If you can, post a link to the article you refer to and not just a link to a ever-changing newspapers front page. Thanks.


----------



## Isla Verde (Oct 19, 2011)

Longford said:


> If you can, post a link to the article you refer to and not just a link to a ever-changing newspapers front page. Thanks.


It would also be useful to know what sort of reputation this publication has in Acapulco.


----------



## TundraGreen (Jul 15, 2010)

GARYJ65 said:


> That is 100% incorrect!
> 
> I don't even care what the source is
> 
> What they do to sell newspapers


I notice that the two cities at the top of the list were both in Latin America (Caracas and a city in Honduras if I recall correctly). That suggests that they may not have sampled the world adequately. There must be cities in the Middle East at least as dangerous. And of course, there is the question of what you are measuring.


----------



## ojosazules11 (Nov 3, 2013)

TundraGreen said:


> I notice that the two cities at the top of the list were both in Latin America (Caracas and a city in Honduras if I recall correctly). That suggests that they may not have sampled the world adequately. There must be cities in the Middle East at least as dangerous. And of course, there is the question of what you are measuring.


Here's a link to an English article about this list. It appears what is being measured is number of homicides per 100,000 residents. By this measure 34 of the "50 Most Violent Cities in the World" are in Latin America. The article states, "A full one-third of global homicides occur in Latin America even though the region has just 8% of the world's population, according to United Nations data." 
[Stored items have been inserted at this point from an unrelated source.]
PR #1293, opened 2024-04-08
build: initialize `catalog-api-v1` crate

ysndr:
Generate an API client and Mock server from an OpenAPI 3.0 spec using the `progenitor` crate.


cli/catalog-api-v1/build.rs
```diff
@@ -0,0 +1,39 @@
...
+}
+
+fn generate_client(spec: &OpenAPI) -> String {
+    let mut generator = progenitor::Generator::default();
+    let tokens = generator.generate_tokens(spec).unwrap();
+    let ast = syn::parse2(tokens).unwrap();
+    prettyplease::unparse(&ast)
+}
+
+fn gnereate_mock(spec: &OpenAPI) -> String {
```
zmitchell, line 33:
```suggestion
fn generate_mock(spec: &OpenAPI) -> String {
```

zmitchell (commented):
We discussed having the code itself checked in, right? I don't see it.

cli/catalog-api-v1/build.rs
ysndr: Well it'd always go throught he build.rs, i thought w decided on just generating it for to keep updating simple, but generating the files into the source dir also works 🤷🏼‍♂️

zmitchell: I remember a different conversation. I remember us deciding to generate the code and check it in so that we can always view the code. Although I can't remember if the `httpmock` can be generated that way.

mkenigs: I don't have strong opinions, but that is what I remember and put in the ticket

ysndr:
The repo now includes the generated code as well

cli/catalog-api-v1/src/lib.rs
```diff
@@ -0,0 +1,9 @@
+//! This module contains the generated OpenAPI client for the Catalog API.
+//!
+//! The client is generated from the OpenAPI spec in `openapi.json` using the `progenitor` crate.
+//! The spec is managed by the Catalog API team and is updated when the upstream API changes.
+
+mod client;
+pub use client::*;
+
+pub mod mock;
```
zmitchell, line 9: Could we put this behind a feature flag so that it's not in the final binary?

mkenigs (approved):
LGTM! Might be nice to add a note about what command to run to generate everything

cli/catalog-api-v1/src/lib.rs
ysndr: i guess this might end up in the production stuff anyway if we used it for mocking in integration tests, but until we've got that figured out i can flag it sure

Issue #1301, opened 2024-04-10
no spinner on `flox pull -f` when pulling an environment authored on another arch


ghudgins:
STR:
* be on `aarch64-darwin`
* `flox pull ghudgins/default` 
* `flox pull -f rossturk/default` (x86_64-linux)

Result: no spinner
Expected: spinner / progress notice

An important caveat is that, "The ranking doesn't count deaths in war zones or cities with unavailable data." It would be helpful to have specific information on which cities/regions were left out based on this exclusion criteria. Mogadishu? Kabul? 

The Most Violent Cities In The World - Business Insider


----------



## Longford (May 25, 2012)

Isla Verde said:


> It would also be useful to know what sort of reputation this publication has in Acapulco.


_El Sol de Acapulco _is part of a large national chain of newspapers in Mexico. I think it publishes daily or 6 days a week in Acapulco. Local and national news. I don't question the paper's authenticity, nor that an article appeared in the paper discussing the violence/death rate in Acapulco. The OPs link took us not to the story but to the front page of the newspaper and the front page isn't static, it changes daily. I'm interested in the source for the statistics and what the article said in its entirety.


----------



## diablita (May 7, 2010)

Longford said:


> _El Sol de Acapulco _is part of a large national chain of newspapers in Mexico. I think it publishes daily or 6 days a week in Acapulco. Local and national news. I don't question the paper's authenticity, nor that an article appeared in the paper discussing the violence/death rate in Acapulco. The OPs link took us not to the story but to the front page of the newspaper and the front page isn't static, it changes daily. I'm interested in the source for the statistics and what the article said in its entirety.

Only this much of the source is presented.